Dangers in Visualizing Data: Looking at Mother Jones Mass Shootings Database

Justin Herman

Visualization empowers data journalists to tell compelling stories, but story telling requires certain omissions. Assumptions on how to handle analysis can lead to vastly different conclusions. Sometimes, as an unintended consequence, visualizations can be misleading.

As a platform largely driven by visual imagery, social media content is often spread without detail of underlying assumptions. I recently came across a visualization modeled after a Mother Jones mass shooting database. This write up will attempt to test the general thesis of that visualization, and I will explore my own visualizations of the data set.

I understand the sensitive nature of this topic, and in no way do I intend to undermine the horrific situation that America has found itself in. The impact these shootings have had is immeasurable. We can not quantify the suffering and pain of victims and their families or the psychological damage we are imposing on our children as they run drills preparing for school shootings. Mass shootings are a systemic problem requiring action. Every day that congress refuses to act casts a murderous shadow on America.

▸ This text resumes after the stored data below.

Issue #4822, opened 2022-07-22
Optimize Asyncify to not flatten unnecessarily


kripken:
We could only flatten when we see we actually need to instrument a function. If most functions don't need instrumentation then it would avoid most of the build time overhead (but it just saves build work - it would not help runtime). In general that's not the case - indirect calls in a big project tend to mean everything needs instrumentation - but when it is true it could be a nice speedup.

To do this we'd need to refactor the pass quite a bit, though, to not just run the Flatten pass and the others immediately. We'd need to identify the functions, either by scanning them first or as we go. And we'd need to run all the followup passes only in the case that we do flatten.

kripken:
(Aside from flattening, we could avoid running the optimization pipeline as well. That is, we should do zero work on functions we do not instrument.)

PR #5293, opened 2022-11-25
#4822 optmize asyncify to not flatten/optimize unnecessarily

caiiiycuk:
I tried to do what is described in #4822. I'm not sure if everything is correct, but it seems to work for my case. Compilation time was reduced from 14 minutes to 3.5 minutes and all my tests passed.

It's more like proposal, if idea is correct I can refactor as needed.

--
Related to [discussion](https://groups.google.com/g/emscripten-discuss/c/tpKmW0jLlmw/m/pFB9DSEGBQAJ?utm_medium=email&utm_source=footer)

### DIFF
--- a/src/pass.h
+++ b/src/pass.h
@@ -251,6 +251,8 @@ struct PassRunner {
   PassRunner(const PassRunner&) = delete;
   PassRunner& operator=(const PassRunner&) = delete;
 
+  virtual ~PassRunner() = default;
+
   // But we can make it easy to create a nested runner
   // TODO: Go through and use this in more places
   explicit PassRunner(const PassRunner* runner)
@@ -333,6 +335,9 @@ struct PassRunner {
   // Returns whether a pass by that name will remove debug info.
   static bool passRemovesDebugInfo(const std::string& name);
 
+protected:
+  virtual void doAdd(std::unique_ptr<Pass> pass);
+
 private:
   // Whether this is a nested pass runner.
   bool isNested = false;
@@ -343,8 +348,6 @@ private:
 
   // Whether this pass runner has run. A pass runner should only be run once.
   bool ran = false;
-
-  void doAdd(std::unique_ptr<Pass> pass);
 
   void runPass(Pass* pass);
   void runPassOnFunction(Pass* pass, Function* func);
@@ -426,8 +429,8 @@ public:
 
   std::string name;
 
-  PassRunner* getPassRunner() { return runner; }
-  void setPassRunner(PassRunner* runner_) {
+  virtual PassRunner* getPassRunner() { return runner; }
+  virtual void setPassRunner(PassRunner* runner_) {
     assert((!runner || runner == runner_) && "Pass already had a runner");
     runner = runner_;
   }
--- a/src/pass.h
+++ b/src/pass.h
@@ -429,8 +429,8 @@ public:
 
   std::string name;
 
-  virtual PassRunner* getPassRunner() { return runner; }
-  virtual void setPassRunner(PassRunner* runner_) {
+  PassRunner* getPassRunner() { return runner; }
+  void setPassRunner(PassRunner* runner_) {
     assert((!runner || runner == runner_) && "Pass already had a runner");
     runner = runner_;
   }
--- a/test/lit/passes/asyncify_enable-multivalue.wast
+++ b/test/lit/passes/asyncify_enable-multivalue.wast
@@ -37,18 +37,10 @@
   ;; CHECK:      (export "asyncify_get_state" (func $asyncify_get_state))
 
   ;; CHECK:      (func $do_sleep
-  ;; CHECK-NEXT:  (local $0 i32)
-  ;; CHECK-NEXT:  (local $1 i32)
-  ;; CHECK-NEXT:  (local.set $0
-  ;; CHECK-NEXT:   (global.get $sleeping)
-  ;; CHECK-NEXT:  )
-  ;; CHECK-NEXT:  (local.set $1
-  ;; CHECK-NEXT:   (i32.eqz
-  ;; CHECK-NEXT:    (local.get $0)
-  ;; CHECK-NEXT:   )
-  ;; CHECK-NEXT:  )
   ;; CHECK-NEXT:  (if
-  ;; CHECK-NEXT:   (local.get $1)
+  ;; CHECK-NEXT:   (i32.eqz
+  ;; CHECK-NEXT:    (global.get $sleeping)
+  ;; CHECK-NEXT:   )
   ;; CHECK-NEXT:   (block
   ;; CHECK-NEXT:    (global.set $sleeping
   ;; CHECK-NEXT:     (i32.const 1)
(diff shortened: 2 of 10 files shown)


caiiiycuk:
> Maybe there is a way to "proxy" an entire pass runner.

I also thought about it, but PassRunner is not virtual struct. Don't have idea how to do this. Anyway even this single passes reduce build time for me on 80%.

caiiiycuk:
I added new commit with PassRunner proxy. I make it virtual to do this. The time reduced twice. Total number is:

1. dosbox-x from 14Min to 2 min
2. dosbox from 2min to 30 sec

src/pass.h
```diff
@@ -426,8 +429,8 @@ class Pass {
 
   std::string name;
 
-  PassRunner* getPassRunner() { return runner; }
-  void setPassRunner(PassRunner* runner_) {
+  virtual PassRunner* getPassRunner() { return runner; }
+  virtual void setPassRunner(PassRunner* runner_) {
```
kripken, line 433: Why do these two methods need to be virtual? I think we can use a fixed pass runner, even if we virtualize the passes and the addition of passes.

(If this is necessary, we'd need to benchmark it to see if this is not a general regression - it's possible that `getPassRunner` is called quite frequently during optimizations.)

kripken (commented):
Nice results! Excellent speedup.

Looking at Total Injury Count as Measurement of Violence

In a couple of the political groups I frequently visit, I noticed people share a visualization which measured the total injury count under each president. The Purpose of this graph was to prove that violence has intensified under president Trump. The graph looked like this

Average Mass Shooting Deaths and Fatalities by Presidential Term

Looking at the above graph, specifically with the word “average”, one assumes a tremendous increase in violence under Trump. However, assumptions which underlie this visualization, may lead to exaggerating this claim.

As Trump has yet to complete a full term, the analyst decided to forecast out how many injuries and deaths there would be if Trump was in office a full term. On it’s own, this is a perfectly valid forecasting assumption. President Obama shouldn’t be penalized for being in office almost three times longer than president Trump. However, the analyst has done nothing to address the issue of outliers in the dataset. As seen on the graph below, the Las Vegas shooting was a tremendous outlier

The Vegas shooting left nearly 600 injured, nearly exceeding the total injuries from mass shootings under any president(Obama in 2 terms 616 total injuries). Outlier removal is a very subjective decision. Looking back at our original social media graph, not only is this horrific event counted in the average, it is counted nearly 2 times as Trump has only been in office for 3/5th of his presidential term. Objective analysis needs to remove or at least impute this event with the average.

The graph above on the right shows all mass shootings excluding the Las Vegas shooting. The color coding is by presidency. It’s clear that neither graph shows an increase in a linear relationship between time and the size of total injuries from mass shootings. Visually inspecting the graph on the right, it seems that there are larger clusters in the past decade(more events). Overall it doesn’t appear that shootings themselves have become more deadly. Scatter plots don’t give us the information needed to test the theory of an increase in mass shooting violence.To test that theory, we need to aggregate the data by term.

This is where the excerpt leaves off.